**ASSIGNMENT**
In how many lines of the records below does the word "TODO" appear? Reply with the number only.

(Stored records)

• • • •

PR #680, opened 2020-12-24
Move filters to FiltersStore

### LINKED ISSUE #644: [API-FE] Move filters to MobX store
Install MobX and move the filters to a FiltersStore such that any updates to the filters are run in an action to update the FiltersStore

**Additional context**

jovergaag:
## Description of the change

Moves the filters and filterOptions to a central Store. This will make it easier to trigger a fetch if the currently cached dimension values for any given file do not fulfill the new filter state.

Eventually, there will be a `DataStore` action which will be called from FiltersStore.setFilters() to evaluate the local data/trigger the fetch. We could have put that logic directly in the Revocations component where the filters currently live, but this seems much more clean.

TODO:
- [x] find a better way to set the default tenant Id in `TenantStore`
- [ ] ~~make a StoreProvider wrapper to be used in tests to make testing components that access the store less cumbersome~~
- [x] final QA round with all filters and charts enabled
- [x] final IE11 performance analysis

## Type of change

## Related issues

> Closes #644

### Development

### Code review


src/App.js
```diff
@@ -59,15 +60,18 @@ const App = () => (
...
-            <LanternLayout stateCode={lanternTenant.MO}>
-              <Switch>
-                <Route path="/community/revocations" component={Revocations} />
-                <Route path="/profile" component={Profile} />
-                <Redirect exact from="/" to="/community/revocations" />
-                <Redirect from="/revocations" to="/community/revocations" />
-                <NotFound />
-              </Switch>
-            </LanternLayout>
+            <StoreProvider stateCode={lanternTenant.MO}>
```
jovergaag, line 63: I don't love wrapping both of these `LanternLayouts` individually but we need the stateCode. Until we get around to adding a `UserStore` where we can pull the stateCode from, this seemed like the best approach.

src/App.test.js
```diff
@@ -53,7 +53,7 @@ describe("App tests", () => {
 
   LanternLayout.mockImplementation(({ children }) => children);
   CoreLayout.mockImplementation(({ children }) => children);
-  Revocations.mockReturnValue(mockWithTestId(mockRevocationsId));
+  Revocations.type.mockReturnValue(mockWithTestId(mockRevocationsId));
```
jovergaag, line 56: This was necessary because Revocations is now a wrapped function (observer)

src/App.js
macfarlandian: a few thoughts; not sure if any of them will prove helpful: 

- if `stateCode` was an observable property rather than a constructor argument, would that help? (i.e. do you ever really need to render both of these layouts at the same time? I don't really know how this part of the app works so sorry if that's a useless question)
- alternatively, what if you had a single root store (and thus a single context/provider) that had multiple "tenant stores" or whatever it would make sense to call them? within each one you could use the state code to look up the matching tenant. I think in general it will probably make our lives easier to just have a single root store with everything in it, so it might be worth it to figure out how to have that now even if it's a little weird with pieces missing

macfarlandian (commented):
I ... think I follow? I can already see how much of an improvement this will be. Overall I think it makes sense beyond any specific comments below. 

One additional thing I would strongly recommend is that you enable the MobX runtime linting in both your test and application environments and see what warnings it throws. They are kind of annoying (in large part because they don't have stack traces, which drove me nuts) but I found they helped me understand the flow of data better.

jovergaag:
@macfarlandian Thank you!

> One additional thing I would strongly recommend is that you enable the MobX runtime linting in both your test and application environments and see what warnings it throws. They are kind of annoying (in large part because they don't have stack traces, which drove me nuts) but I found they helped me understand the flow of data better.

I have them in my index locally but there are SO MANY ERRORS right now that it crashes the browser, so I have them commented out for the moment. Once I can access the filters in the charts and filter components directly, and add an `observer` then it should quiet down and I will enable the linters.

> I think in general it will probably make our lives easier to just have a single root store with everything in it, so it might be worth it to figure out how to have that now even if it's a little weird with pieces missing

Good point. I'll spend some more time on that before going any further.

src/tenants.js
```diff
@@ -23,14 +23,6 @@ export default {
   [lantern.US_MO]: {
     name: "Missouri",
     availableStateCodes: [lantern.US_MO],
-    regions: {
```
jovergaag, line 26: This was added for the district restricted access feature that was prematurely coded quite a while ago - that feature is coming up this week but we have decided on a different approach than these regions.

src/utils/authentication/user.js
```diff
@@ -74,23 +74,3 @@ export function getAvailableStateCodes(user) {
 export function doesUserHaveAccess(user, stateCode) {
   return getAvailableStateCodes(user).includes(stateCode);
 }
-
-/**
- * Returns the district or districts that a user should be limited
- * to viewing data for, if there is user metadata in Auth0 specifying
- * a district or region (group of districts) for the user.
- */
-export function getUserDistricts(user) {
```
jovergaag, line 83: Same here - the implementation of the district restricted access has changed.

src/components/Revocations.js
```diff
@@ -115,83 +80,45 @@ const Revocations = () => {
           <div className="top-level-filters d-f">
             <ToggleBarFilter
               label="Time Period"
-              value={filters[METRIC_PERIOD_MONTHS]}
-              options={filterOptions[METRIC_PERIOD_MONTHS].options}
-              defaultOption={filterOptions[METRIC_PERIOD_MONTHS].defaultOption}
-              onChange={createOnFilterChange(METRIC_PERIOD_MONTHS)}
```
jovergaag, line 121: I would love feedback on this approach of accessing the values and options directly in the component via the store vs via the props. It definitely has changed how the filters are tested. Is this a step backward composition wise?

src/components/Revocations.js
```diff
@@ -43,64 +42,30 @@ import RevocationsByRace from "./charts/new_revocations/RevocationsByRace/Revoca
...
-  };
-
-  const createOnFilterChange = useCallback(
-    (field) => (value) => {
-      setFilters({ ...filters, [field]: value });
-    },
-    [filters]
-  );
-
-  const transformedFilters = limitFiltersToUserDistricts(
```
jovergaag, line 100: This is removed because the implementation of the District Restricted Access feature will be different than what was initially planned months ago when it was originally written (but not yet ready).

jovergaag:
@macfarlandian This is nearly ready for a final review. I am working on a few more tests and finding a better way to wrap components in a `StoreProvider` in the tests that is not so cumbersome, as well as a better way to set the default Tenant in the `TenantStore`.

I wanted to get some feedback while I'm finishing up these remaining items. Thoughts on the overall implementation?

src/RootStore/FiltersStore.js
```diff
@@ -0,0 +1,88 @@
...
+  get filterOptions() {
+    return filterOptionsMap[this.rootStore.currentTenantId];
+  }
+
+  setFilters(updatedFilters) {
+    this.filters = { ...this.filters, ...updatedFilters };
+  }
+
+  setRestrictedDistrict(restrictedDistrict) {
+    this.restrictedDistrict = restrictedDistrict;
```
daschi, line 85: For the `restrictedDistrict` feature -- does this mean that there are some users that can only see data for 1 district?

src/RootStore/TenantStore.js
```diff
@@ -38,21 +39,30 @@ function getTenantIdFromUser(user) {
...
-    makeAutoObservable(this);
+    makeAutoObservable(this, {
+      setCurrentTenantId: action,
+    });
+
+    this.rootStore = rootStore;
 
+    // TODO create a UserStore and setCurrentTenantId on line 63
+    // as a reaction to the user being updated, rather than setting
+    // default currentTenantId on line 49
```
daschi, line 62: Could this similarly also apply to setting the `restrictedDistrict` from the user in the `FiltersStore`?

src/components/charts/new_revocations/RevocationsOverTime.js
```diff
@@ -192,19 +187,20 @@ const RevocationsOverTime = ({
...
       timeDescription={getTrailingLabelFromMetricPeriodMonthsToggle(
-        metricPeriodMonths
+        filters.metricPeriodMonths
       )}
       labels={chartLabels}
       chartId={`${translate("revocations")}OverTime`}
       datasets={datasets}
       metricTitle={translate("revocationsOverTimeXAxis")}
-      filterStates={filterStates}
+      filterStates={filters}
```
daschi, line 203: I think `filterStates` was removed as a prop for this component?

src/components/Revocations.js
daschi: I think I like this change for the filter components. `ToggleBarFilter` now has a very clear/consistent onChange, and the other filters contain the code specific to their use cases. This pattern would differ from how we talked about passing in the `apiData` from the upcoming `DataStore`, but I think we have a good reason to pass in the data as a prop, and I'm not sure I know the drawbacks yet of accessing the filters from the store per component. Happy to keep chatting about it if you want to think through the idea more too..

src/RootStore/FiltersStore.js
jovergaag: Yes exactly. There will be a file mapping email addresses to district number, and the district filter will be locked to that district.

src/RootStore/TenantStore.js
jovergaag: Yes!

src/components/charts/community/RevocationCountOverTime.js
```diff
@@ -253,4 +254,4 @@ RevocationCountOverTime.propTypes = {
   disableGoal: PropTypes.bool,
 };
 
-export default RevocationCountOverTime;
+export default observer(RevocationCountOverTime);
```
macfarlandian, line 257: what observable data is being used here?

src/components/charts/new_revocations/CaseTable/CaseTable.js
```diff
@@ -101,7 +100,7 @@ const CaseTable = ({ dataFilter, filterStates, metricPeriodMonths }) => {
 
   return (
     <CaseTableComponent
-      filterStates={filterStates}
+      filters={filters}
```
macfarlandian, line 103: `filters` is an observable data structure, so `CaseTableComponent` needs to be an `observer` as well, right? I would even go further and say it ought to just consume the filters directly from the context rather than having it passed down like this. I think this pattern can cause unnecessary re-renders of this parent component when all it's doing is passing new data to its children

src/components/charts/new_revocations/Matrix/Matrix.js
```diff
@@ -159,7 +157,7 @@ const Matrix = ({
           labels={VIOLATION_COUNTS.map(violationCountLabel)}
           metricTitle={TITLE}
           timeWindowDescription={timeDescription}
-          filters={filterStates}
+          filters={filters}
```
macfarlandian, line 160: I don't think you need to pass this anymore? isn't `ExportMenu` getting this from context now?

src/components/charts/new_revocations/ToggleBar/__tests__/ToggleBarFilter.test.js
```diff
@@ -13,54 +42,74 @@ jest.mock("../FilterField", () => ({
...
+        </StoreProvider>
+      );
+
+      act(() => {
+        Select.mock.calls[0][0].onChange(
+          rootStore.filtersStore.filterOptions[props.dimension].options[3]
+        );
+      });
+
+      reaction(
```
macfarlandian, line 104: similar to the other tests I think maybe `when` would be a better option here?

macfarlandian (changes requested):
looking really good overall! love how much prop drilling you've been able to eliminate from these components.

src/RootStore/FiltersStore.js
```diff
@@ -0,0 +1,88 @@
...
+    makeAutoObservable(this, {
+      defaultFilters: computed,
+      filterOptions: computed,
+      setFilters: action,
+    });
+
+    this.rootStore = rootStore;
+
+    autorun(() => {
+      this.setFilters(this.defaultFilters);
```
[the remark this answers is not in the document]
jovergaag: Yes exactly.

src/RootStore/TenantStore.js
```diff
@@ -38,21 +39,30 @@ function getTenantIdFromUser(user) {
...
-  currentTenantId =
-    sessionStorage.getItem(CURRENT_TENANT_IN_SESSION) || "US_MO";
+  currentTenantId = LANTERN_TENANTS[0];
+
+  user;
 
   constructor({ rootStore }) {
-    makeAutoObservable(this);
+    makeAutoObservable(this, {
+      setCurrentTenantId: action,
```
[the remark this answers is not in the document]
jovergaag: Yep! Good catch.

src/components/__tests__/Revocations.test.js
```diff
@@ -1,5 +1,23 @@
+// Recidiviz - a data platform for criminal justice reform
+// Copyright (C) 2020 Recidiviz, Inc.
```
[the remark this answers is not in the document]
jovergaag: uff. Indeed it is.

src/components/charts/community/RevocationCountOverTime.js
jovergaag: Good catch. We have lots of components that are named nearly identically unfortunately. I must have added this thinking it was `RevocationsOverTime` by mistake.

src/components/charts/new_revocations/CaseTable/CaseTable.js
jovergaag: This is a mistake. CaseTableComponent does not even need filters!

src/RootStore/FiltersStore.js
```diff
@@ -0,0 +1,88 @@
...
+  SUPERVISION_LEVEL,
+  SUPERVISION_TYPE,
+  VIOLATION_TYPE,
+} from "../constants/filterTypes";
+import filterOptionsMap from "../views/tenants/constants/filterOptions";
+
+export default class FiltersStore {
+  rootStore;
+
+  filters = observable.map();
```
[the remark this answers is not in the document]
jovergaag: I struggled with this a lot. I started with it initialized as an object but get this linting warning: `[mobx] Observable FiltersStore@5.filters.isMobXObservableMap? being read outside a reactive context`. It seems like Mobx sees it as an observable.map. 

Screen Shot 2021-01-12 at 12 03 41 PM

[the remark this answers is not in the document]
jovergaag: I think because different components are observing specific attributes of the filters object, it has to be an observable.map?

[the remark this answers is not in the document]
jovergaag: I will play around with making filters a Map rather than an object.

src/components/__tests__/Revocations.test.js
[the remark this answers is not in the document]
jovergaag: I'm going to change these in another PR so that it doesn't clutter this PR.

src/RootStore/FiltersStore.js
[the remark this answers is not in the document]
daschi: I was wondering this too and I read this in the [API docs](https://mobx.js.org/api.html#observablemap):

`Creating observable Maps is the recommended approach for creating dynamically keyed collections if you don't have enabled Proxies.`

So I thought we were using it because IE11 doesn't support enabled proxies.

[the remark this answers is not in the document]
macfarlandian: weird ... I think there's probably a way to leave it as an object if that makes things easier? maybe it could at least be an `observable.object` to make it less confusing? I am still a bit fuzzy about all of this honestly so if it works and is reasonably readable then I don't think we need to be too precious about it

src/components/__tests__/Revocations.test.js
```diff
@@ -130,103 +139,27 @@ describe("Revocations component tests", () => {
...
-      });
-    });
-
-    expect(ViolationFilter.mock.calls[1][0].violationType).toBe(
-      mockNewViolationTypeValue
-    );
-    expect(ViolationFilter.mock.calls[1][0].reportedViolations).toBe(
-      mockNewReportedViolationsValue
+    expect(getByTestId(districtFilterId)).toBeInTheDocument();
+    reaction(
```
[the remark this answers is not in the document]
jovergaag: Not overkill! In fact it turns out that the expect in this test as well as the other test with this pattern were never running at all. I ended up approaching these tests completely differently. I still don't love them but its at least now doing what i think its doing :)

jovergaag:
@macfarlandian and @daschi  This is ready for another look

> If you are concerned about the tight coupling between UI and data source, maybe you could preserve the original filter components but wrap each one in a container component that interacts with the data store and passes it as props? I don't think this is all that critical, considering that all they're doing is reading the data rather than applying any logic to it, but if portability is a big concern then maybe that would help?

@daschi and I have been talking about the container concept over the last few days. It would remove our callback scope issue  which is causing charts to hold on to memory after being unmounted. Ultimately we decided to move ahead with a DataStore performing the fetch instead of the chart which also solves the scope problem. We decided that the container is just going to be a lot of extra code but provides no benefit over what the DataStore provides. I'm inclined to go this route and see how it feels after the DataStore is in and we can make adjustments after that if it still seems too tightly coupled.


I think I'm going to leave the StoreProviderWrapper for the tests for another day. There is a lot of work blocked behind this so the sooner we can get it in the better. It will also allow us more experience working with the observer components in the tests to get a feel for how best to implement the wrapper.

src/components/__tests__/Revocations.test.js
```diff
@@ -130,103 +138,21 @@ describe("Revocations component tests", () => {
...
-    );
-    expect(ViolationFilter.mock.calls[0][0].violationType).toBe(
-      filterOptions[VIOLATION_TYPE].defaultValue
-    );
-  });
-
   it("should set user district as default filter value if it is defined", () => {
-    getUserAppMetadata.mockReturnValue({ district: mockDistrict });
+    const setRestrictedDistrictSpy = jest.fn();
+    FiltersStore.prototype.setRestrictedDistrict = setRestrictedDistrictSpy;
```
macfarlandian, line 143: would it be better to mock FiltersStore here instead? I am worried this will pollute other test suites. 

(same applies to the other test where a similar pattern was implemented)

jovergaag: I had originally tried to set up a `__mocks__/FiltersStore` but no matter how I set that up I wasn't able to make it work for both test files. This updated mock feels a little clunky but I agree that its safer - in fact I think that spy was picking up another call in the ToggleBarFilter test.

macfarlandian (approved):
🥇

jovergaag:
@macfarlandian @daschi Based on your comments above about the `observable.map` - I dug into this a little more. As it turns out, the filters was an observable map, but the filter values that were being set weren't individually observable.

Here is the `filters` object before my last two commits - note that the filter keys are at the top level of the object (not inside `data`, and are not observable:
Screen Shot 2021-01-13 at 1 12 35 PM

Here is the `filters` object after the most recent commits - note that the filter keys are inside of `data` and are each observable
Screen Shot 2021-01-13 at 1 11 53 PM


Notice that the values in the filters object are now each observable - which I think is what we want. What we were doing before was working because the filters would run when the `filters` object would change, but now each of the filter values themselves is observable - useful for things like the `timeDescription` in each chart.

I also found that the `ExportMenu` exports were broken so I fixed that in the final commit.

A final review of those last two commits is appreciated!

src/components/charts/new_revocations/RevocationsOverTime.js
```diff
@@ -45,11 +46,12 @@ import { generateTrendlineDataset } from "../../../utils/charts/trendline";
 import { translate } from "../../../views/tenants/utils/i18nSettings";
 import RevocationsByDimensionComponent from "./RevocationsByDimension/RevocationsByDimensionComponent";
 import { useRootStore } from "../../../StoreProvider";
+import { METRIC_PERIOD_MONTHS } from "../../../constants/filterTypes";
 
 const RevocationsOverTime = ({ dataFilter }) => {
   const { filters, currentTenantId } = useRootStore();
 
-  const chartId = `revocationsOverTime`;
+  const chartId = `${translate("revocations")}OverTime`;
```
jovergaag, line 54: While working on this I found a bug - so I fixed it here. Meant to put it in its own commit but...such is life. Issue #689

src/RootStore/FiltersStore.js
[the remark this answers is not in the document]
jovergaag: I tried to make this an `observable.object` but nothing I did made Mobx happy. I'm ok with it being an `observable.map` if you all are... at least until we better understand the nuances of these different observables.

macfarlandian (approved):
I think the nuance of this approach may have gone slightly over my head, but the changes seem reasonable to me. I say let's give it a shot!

• • • •

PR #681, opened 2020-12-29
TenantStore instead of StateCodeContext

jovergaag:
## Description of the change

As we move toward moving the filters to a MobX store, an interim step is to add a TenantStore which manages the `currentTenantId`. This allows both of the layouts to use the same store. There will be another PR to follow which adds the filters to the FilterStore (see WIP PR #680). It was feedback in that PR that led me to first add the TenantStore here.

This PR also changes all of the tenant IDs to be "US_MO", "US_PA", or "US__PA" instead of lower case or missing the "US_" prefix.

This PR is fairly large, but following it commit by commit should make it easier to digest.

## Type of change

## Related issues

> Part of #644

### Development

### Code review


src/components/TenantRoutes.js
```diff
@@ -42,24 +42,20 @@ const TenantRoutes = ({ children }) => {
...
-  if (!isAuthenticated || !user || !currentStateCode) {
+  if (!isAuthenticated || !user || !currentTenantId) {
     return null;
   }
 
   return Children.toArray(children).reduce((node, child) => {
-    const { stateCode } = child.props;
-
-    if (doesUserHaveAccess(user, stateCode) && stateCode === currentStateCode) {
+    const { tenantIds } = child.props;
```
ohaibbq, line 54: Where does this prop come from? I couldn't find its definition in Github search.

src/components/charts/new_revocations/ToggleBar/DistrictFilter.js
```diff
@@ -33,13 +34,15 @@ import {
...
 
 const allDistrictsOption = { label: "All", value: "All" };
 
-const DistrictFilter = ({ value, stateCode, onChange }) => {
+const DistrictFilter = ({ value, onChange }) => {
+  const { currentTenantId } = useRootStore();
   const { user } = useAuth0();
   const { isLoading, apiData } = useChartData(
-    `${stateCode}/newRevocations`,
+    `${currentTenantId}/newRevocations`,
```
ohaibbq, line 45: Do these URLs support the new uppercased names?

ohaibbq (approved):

• • • •

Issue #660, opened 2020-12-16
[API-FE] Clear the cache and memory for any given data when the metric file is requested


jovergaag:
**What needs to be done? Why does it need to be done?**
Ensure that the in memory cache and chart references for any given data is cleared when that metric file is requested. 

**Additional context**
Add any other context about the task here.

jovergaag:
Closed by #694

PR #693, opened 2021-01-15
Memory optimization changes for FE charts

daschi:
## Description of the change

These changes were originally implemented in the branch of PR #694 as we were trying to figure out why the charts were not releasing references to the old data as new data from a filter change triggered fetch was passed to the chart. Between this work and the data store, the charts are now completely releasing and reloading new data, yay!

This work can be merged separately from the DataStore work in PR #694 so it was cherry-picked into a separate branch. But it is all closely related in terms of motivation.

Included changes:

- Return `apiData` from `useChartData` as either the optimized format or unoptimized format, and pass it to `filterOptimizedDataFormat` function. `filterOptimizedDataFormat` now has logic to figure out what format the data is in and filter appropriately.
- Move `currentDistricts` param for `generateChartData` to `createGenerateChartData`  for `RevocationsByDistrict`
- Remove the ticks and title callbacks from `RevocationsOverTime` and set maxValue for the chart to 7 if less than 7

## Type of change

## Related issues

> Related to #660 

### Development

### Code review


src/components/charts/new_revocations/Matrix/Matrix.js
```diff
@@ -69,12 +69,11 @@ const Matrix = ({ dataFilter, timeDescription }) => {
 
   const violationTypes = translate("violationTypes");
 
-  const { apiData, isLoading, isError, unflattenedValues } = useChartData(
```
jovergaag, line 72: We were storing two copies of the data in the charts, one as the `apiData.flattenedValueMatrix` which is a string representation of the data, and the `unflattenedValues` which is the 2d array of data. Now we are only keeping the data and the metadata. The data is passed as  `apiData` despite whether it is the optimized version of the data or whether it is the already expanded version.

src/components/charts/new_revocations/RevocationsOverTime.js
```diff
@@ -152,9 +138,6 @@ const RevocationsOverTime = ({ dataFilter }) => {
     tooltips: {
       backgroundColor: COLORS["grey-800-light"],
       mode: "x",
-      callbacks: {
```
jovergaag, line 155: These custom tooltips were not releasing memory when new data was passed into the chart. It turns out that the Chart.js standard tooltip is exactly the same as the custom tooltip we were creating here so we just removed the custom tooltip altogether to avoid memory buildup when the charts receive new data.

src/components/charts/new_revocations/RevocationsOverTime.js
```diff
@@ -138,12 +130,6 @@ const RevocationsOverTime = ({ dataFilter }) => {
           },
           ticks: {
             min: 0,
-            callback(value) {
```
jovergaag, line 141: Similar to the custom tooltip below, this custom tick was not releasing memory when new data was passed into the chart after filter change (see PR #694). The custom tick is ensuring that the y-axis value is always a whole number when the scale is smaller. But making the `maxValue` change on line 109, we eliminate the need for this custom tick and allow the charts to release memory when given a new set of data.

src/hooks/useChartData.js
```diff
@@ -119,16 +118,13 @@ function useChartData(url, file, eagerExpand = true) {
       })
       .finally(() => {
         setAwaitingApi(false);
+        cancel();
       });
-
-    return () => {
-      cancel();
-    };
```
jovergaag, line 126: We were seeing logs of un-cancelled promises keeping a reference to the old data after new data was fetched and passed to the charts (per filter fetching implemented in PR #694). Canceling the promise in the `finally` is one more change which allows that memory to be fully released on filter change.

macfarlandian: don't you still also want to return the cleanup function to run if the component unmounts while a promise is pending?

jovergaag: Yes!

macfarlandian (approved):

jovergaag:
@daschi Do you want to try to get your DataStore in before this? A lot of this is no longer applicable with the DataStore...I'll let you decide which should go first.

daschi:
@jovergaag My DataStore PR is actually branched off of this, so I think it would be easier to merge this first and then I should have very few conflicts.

• • • •

**OUTPUT**
2